* **Required action**: For this exercise, transcribe all of the records exactly as given.
*** Opening Data provided ***
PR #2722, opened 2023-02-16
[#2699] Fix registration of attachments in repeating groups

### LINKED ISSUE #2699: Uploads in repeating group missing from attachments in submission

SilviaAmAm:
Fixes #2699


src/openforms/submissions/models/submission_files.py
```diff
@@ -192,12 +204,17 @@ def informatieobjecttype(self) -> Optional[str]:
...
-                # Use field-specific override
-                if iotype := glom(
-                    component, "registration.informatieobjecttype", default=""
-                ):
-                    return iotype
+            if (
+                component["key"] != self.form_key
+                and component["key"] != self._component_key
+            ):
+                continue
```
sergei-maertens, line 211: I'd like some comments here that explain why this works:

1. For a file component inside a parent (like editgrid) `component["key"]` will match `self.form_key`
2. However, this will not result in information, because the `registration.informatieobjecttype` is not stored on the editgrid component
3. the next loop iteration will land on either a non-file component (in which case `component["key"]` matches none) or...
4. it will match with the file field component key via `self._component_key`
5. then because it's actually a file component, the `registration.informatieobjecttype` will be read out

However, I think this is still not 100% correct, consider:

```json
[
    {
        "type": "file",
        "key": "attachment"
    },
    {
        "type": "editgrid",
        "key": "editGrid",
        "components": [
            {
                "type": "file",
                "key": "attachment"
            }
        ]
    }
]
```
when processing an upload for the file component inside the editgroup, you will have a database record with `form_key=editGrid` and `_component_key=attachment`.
*** Closing Data provided ***
* **Expected output**:
PR #2722, opened 2023-02-16
[#2699] Fix registration of attachments in repeating groups

### LINKED ISSUE #2699: Uploads in repeating group missing from attachments in submission

SilviaAmAm:
Fixes #2699


src/openforms/submissions/models/submission_files.py
```diff
@@ -192,12 +204,17 @@ def informatieobjecttype(self) -> Optional[str]:
...
-                # Use field-specific override
-                if iotype := glom(
-                    component, "registration.informatieobjecttype", default=""
-                ):
-                    return iotype
+            if (
+                component["key"] != self.form_key
+                and component["key"] != self._component_key
+            ):
+                continue
```
sergei-maertens, line 211: I'd like some comments here that explain why this works:

1. For a file component inside a parent (like editgrid) `component["key"]` will match `self.form_key`
2. However, this will not result in information, because the `registration.informatieobjecttype` is not stored on the editgrid component
3. the next loop iteration will land on either a non-file component (in which case `component["key"]` matches none) or...
4. it will match with the file field component key via `self._component_key`
5. then because it's actually a file component, the `registration.informatieobjecttype` will be read out

However, I think this is still not 100% correct, consider:

```json
[
    {
        "type": "file",
        "key": "attachment"
    },
    {
        "type": "editgrid",
        "key": "editGrid",
        "components": [
            {
                "type": "file",
                "key": "attachment"
            }
        ]
    }
]
```
when processing an upload for the file component inside the editgroup, you will have a database record with `form_key=editGrid` and `_component_key=attachment`.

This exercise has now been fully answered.